*RECORDS SHOWN*.
PR #3994, opened 2022-04-22
feat: add modal to explain why users cannot delete items [DET-6998]

julian-determined-ai:
## Description

feat: add modal to explain why users cannot delete items [DET-6998]

The "Delete" button is no longer disabled when deleting a model or deregistering a model version. Instead a modal is shown explaining that only an admin or the user who created the item is able to delete it. 

20FB050E-AD2E-44BE-BC4E-181BA4B8FDA4

Screen Shot 2022-04-25 at 2 23 50 PM

## Test Plan

1. Using an admin account or the account of a user that has created the model or version, attempt to delete a model or deregister version. Everything should work as expected.
2. Using a non admin account or account of a user that did not create a model or version. Attempt to deregister a model or version. The "Delete" or "Deregister" button should be enabled. After clicking the button, a modal should show explaining that "Only the item creator or an admin can delete items from the model registry".

## Commentary (optional)

The `showCannotDelete` function has been defined several times in this PR but would seeming be more appropriate defined in a single place such as in a `helpers` file. However, it does not seem as though any such directory is currently defined. I wondered if that was due in an effort to explicitly separate function/utility concerns. However, if we do think this function should be defined in one place only I will refactor. 

update: The refactor mentioned above has been implemented.

## Checklist

[DET-6998]: https://determinedai.atlassian.net/browse/DET-6998?atlOrigin=eyJpIjoiNWRkNTljNzYxNjVmNDY3MDlhMDU5Y2ZhYzA5YTRkZjUiLCJwIjoiZ2l0aHViLWNvbS1KU1cifQ

### DIFF
--- a/webui/react/src/pages/ModelVersionDetails/ModelVersionHeader.tsx
+++ b/webui/react/src/pages/ModelVersionDetails/ModelVersionHeader.tsx
@@ -56,6 +56,17 @@ const ModelVersionHeader: React.FC<Props> = (
     });
   }, [ onDeregisterVersion, modelVersion.version ]);
 
+  const showCannotDelete = () => {
+    Modal.confirm({
+      closable: true,
+      content: 'Only the item creator or an admin can delete items from the model registry.',
+      icon: null,
+      maskClosable: true,
+      okText: 'Ok',
+      title: 'Unable to Delete',
+    });
+  };
+
   const infoRows: InfoRow[] = useMemo(() => {
     return [ {
       content: (
@@ -117,9 +128,9 @@ const ModelVersionHeader: React.FC<Props> = (
       },
       {
         danger: true,
-        disabled: !isDeletable,
+        disabled: false,
         key: 'deregister-version',
-        onClick: showConfirmDelete,
+        onClick: () => isDeletable ? showConfirmDelete() : showCannotDelete(),
         text: 'Deregister Version',
       },
     ];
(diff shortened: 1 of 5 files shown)


EmilyBonar (changes requested):
The code itself is fine, but you're correct that redefining the modal that many times is undesirable. Take a look in the `hooks/useModal` directory, and try using that. I think `useModalExperimentDelete.tsx` is a pretty simple one you could base this off of. You might also consider changing the text to be more general so that this modal could be applied outside the Model Registry; something like `Only the item creator or an admin can delete this item.`

Also, this is actually ticket 6998, not 6698.

webui/react/src/pages/ModelVersionDetails/ModelVersionHeader.tsx
```diff
@@ -117,9 +118,10 @@ const ModelVersionHeader: React.FC<Props> = (
       },
       {
         danger: true,
-        disabled: !isDeletable,
+        disabled: false,
```
EmilyBonar, line 121: nit: this line can be removed

EmilyBonar (approved):
LGTM

webui/react/src/pages/ModelVersionDetails/ModelVersionHeader.tsx
EmilyBonar: to be clear, I'm referring to the `disabled` line

julian-determined-ai: agreed! This has been updated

*WHAT IS BEING ASKED*. Write every entry out again. Leave each one exactly as it is.

*FINISHED TASK*.
PR #3994, opened 2022-04-22
feat: add modal to explain why users cannot delete items [DET-6998]

julian-determined-ai:
## Description

feat: add modal to explain why users cannot delete items [DET-6998]

The "Delete" button is no longer disabled when deleting a model or deregistering a model version. Instead a modal is shown explaining that only an admin or the user who created the item is able to delete it. 

20FB050E-AD2E-44BE-BC4E-181BA4B8FDA4

Screen Shot 2022-04-25 at 2 23 50 PM

## Test Plan

1. Using an admin account or the account of a user that has created the model or version, attempt to delete a model or deregister version. Everything should work as expected.
2. Using a non admin account or account of a user that did not create a model or version. Attempt to deregister a model or version. The "Delete" or "Deregister" button should be enabled. After clicking the button, a modal should show explaining that "Only the item creator or an admin can delete items from the model registry".

## Commentary (optional)

The `showCannotDelete` function has been defined several times in this PR but would seeming be more appropriate defined in a single place such as in a `helpers` file. However, it does not seem as though any such directory is currently defined. I wondered if that was due in an effort to explicitly separate function/utility concerns. However, if we do think this function should be defined in one place only I will refactor. 

update: The refactor mentioned above has been implemented.

## Checklist

[DET-6998]: https://determinedai.atlassian.net/browse/DET-6998?atlOrigin=eyJpIjoiNWRkNTljNzYxNjVmNDY3MDlhMDU5Y2ZhYzA5YTRkZjUiLCJwIjoiZ2l0aHViLWNvbS1KU1cifQ

### DIFF
--- a/webui/react/src/pages/ModelVersionDetails/ModelVersionHeader.tsx
+++ b/webui/react/src/pages/ModelVersionDetails/ModelVersionHeader.tsx
@@ -56,6 +56,17 @@ const ModelVersionHeader: React.FC<Props> = (
     });
   }, [ onDeregisterVersion, modelVersion.version ]);
 
+  const showCannotDelete = () => {
+    Modal.confirm({
+      closable: true,
+      content: 'Only the item creator or an admin can delete items from the model registry.',
+      icon: null,
+      maskClosable: true,
+      okText: 'Ok',
+      title: 'Unable to Delete',
+    });
+  };
+
   const infoRows: InfoRow[] = useMemo(() => {
     return [ {
       content: (
@@ -117,9 +128,9 @@ const ModelVersionHeader: React.FC<Props> = (
       },
       {
         danger: true,
-        disabled: !isDeletable,
+        disabled: false,
         key: 'deregister-version',
-        onClick: showConfirmDelete,
+        onClick: () => isDeletable ? showConfirmDelete() : showCannotDelete(),
         text: 'Deregister Version',
       },
     ];
(diff shortened: 1 of 5 files shown)


EmilyBonar (changes requested):
The code itself is fine, but you're correct that redefining the modal that many times is undesirable. Take a look in the `hooks/useModal` directory, and try using that. I think `useModalExperimentDelete.tsx` is a pretty simple one you could base this off of. You might also consider changing the text to be more general so that this modal could be applied outside the Model Registry; something like `Only the item creator or an admin can delete this item.`

Also, this is actually ticket 6998, not 6698.

webui/react/src/pages/ModelVersionDetails/ModelVersionHeader.tsx
```diff
@@ -117,9 +118,10 @@ const ModelVersionHeader: React.FC<Props> = (
       },
       {
         danger: true,
-        disabled: !isDeletable,
+        disabled: false,
```
EmilyBonar, line 121: nit: this line can be removed

EmilyBonar (approved):
LGTM

webui/react/src/pages/ModelVersionDetails/ModelVersionHeader.tsx
EmilyBonar: to be clear, I'm referring to the `disabled` line

julian-determined-ai: agreed! This has been updated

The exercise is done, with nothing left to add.